> [Task to carry out]: Say how many lines in the data below contain the word "when", and give no other text.

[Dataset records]
PR #1414, opened 2023-07-13
delete uwuifier plugin

exhq:
**goodbye. you will be missed.  
you may have a few questions**

# why?
uwuifier was a useless and a meme plugin. it was never meant to be serious. with vencord getting more and more mainstream and meme/useless plugins now having their own place (#third-party-plugins channel on discord) 
Discord_03OTu2SyV5
# what happens next?
i will 100% work on either a textreplace rule or a third party plugin (hopefully better than the current uwuifier). do not worry. i dont want to completely destroy uwuifier, it just seems like the correct thing to do
# now what?
continue uwuing manually and i'll eventually make a comeback, i promise :3

PR #2516, opened 2024-05-28
Plugin: UwUify

WackyModer:
It adds the /uwuify command that just makes your message more "cute" based off of a long word and letter replacement list and some suffixes.

It does not have any super special characters in the suffixes or replacements so it shouldn't get automodded in some servers with those "English only" automods.

### What it looks like:
UwUify in action

### Some options for it:

(sorry for it being so big btw)

Settings menu with some options for the UwUify plugin

### DIFF
--- a/src/plugins/dearrow/index.tsx
+++ b/src/plugins/dearrow/index.tsx
@@ -182,8 +182,8 @@ export default definePlugin({
 
             // add dearrow button
             {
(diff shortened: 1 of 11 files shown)


Nuckyz:
Vencord already had a uwuify plugin in the past and it was removed, see https://github.com/Vendicated/Vencord/pull/1414. This will not be accepted.

Sorry!

Nuckyz:
no problem! thanks for the efforts either way!

PR #2517, opened 2024-05-28
ezCalculate

jsh3d:
Its just a simple way to calculate stuff via Discord Commands. If this gets accepted, I'll add a lot more calculations.


lewisakura:
This plugin has multiple security issues with its math implementation (which is basically just `eval`) and is very niche. I don't think this is a good idea to be included in the mod. Thank you, though!

Vendicated:
you don't need a client mod for slash commands. you can use user installabe apps, they work anywhere on discord (including mobile)

image

PR #2518, opened 2024-05-28
cleanerChannels

jsh3d:
Removes channel icons to give discord a more simple look. Will add customization and a readme.md soon, this is just to see if this will get added.

### DIFF
--- a/src/plugins/cleanerChannels/index.ts
+++ b/src/plugins/cleanerChannels/index.ts
@@ -1,0 +1,34 @@
+import { Devs } from "@utils/constants";
+import definePlugin from "@utils/types";
+
+export default definePlugin({
+    name: "Remove Channel Icons",
+    description: "Removes the # symbol next to text channels, the blowhorn icon next to announcement channels, and the rules icon.",
+    authors: [Devs.jsh4d],
+    patches: [
+        {
+            find: /iconHash:\{[^}]*icon:/,
+            replacement: () => "",
+            match: /iconHash:\{[^}]*icon:"#"/,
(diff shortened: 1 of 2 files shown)


jsh3d:
yo can someone close this and tell me why or add it

src/plugins/cleanerChannels/index.ts
```diff
@@ -0,0 +1,34 @@
...
+            replace: "iconBlowhorn:{}",
+        },
+        {
+            find: /iconRules:\{[^}]*icon:/,
+            replacement: () => "",
+            match: /iconRules:\{[^}]*icon:"rules"/,
+            replace: "iconRules:{}",
+        },
+    ],
+    start() {
```
Sqaaakoi, line 28: ?????? so useless these aren't mandatory to have at all

Sqaaakoi: also yes like others said just use CSS

jsh3d:
> if you want to close a pr you can do it yourself. just click here:
> 
> 
> 
> this likely won't be merged since it can be done using a CSS snippet, which doesn't require any plugin. general "policy" with vencord plugins are that they shouldn't be made if you can do it with CSS

ik i just need a response from the admins or janitors

MrDiamondDog:
> ik i just need a response from the admins or janitors

If bet they're going to say the same thing as we did

Vendicated:
as others have stated, this can easily be achieved with css, so a plugin is not necessary for this

thank you for your contribution nevertheless!

jsh3d:
👍

PR #2525, opened 2024-05-31
Add autoSender plugin

NcxyZero:
new file:   src/userplugins/autoSender/index.ts

It's a simple plugin that automates message sending. Provide the channel id, desired delay and the message in plugin's settings and enable it


programminglaboratorys:
there is a reason src/userplugins is in gitignore so ppl don't accidently upload their userplugins. and automate? isn't that the main definition of a botting (aka selfbotting)

NcxyZero:
> there is a reason src/userplugins is in gitignore so ppl don't accidently upload their userplugins. and automate? isn't that the main definition of a botting (aka selfbotting)

That makes sense but I don't know if this is a problem when as stated in README.md in disclaimer section that even vencord is against tos of discord

src/plugins/autoSender/index.ts
```diff
@@ -0,0 +1,85 @@
...
+
+export default definePlugin({
+    name: "Auto Sender",
+    description: "Send messages automaticaly to specifed channel",
+    authors: [
+        {
+            id: 322076647589412864n,
+            name: "Noxy",
+        },
+    ],
```
nin0-dev, line 79: Put yourself in the constants.ts file

nin0-dev (changes requested):
For the sake of it I reviewed but don't expect this to be merged, that will likely get you terminated. 
That's just a glorified selfbot

nin0-dev (commented):
Since I forgot some other comments here they are, take that as general advice if you ever want to make other plugins

k26pl:
> That makes sense but I don't know if this is a problem when as stated in README.md in disclaimer section that even vencord is against tos of discord
Discord doesnt care about mods, but selfbots are bannable

NcxyZero:
> > That makes sense but I don't know if this is a problem when as stated in README.md in disclaimer section that even vencord is against tos of discord
> 
> Discord doesnt care about mods, but selfbots are bannable

In that case I think I'm closing this

PR #2526, opened 2024-05-31
feat(plugin): VirusChecker

Jannniss:
A small plugin that adds a button to attachments, allowing users to scan files via Hybrid Analysis.


verticalsync:
shouldnt this be marked as a desktop only plugin since it uses native

Vendicated:
thank you for your pr!

this is not very useful, especially considering users have to manually enter an api key. if you're downloading exes off discord, you're doing it wrong anyway so there's really no reason one should need this

as such i'll be rejecting this, sorry

PR #2528, opened 2024-06-01
feat: translation v2

lewisakura:
This is an updated version of the old translation system, now using JSON files instead of Fluent.

This also includes i18n Ally as a plugin recommendation to make it easier to translate Vencord.


lewisakura:
why on earth does this include 42307cc??

lewisakura:
todo:
- [ ] add pluralisation via [Intl.PluralRules](https://developer.mozilla.org/en-US/docs/Web/JavaScript/Reference/Global_Objects/Intl/PluralRules)
- [ ] convert all core mod strings to localized forms
- [ ] (optional) convert all plugin strings to localized forms
  - optional task because we need to work out how to localize plugin descriptions (not names, since they have to be preserved), most likely will just be to change description to point to a localization key so it's backwards compatible ([$t returns the string key if it's not found](https://github.com/Vendicated/Vencord/blob/c0111169b890aee4610f6ce69ba598e2150fe79b/src/utils/translation.ts#L91))

lewisakura:
blocked on translation component (requires ability to interpolate components into i18n strings, similar to react-i18next but simpler)

how should it work?
```tsx
const embeddedComponent = <Link to="/def">another link</Link>;

<Translate i18nKey="vencord.example" variables={{ cutie: "vennie" }}>
    {{cutie}} is so cute! Here's a <Link to="/abc">link</Link> and {embeddedComponent}!
</Translate>
```
or
```tsx
<Translate i18nKey="vencord.example" variables={{ cutie: "vennie" }}>
    <Link to="/abc" />
    {embeddedComponent}
</Translate>
```

lewisakura:
Putting this up for review. Please disregard any missing strings in the translation, they will be done eventually. Reviews should be primarily focused on the implementation of translation itself. We will be moving translation files to `.asar` files eventually, so do not worry about the ESBuild plugin or anything relating to the retrieval of translations.

lumap:
bored, will translate to fr*nch once this is merged

lewisakura:
superseded by #3688

PR #2531, opened 2024-06-01
feat(ClearURLs): Add whitelist functionality

mekdimd:
Added a whitelist feature to the ClearURLs plugin. Useful when some links have URL parameters that conflict with the default rules. Pretty simple feature, <20 lines added.

A good example is some **Google Calendar links**
- https://calendar.google.com/calendar/u/0?cid=veryimportantcalendarid. 
- In this context, cid is a Calendar ID, and not a tracking parameter. But cid is also a common tracking parameter, so it's included in the default rules.


mekdimd:
I'm open to any criticism! This is my first contribution.

src/plugins/clearURLs/index.ts
```diff
@@ -104,6 +114,13 @@ export default definePlugin({
             return match;
         }
 
+        // Check if the current URL is whitelisted
+        const { whitelist } = settings.store;
+        const whiteListSplit = whitelist.split(",").map(item => item.trim());
+        if (whiteListSplit.some((hostname: string) => url.hostname.includes(hostname))) {
```
Vendicated, line 120: i dont think this `includes` makes sense

if you were to whitelist `x.com`, it might affect many other urls

mekdimd: Thanks for the comment :) I have changed it to a direct comparison

mekdimd:
Btw for future reference, should I be merging into the dev branch instead of main? The contribution guide didn't specify

thororen1234:
> Btw for future reference, should I be merging into the dev branch instead of main? The contribution guide didn't specify

Yes dev is the branch you want.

> [Response below]: 4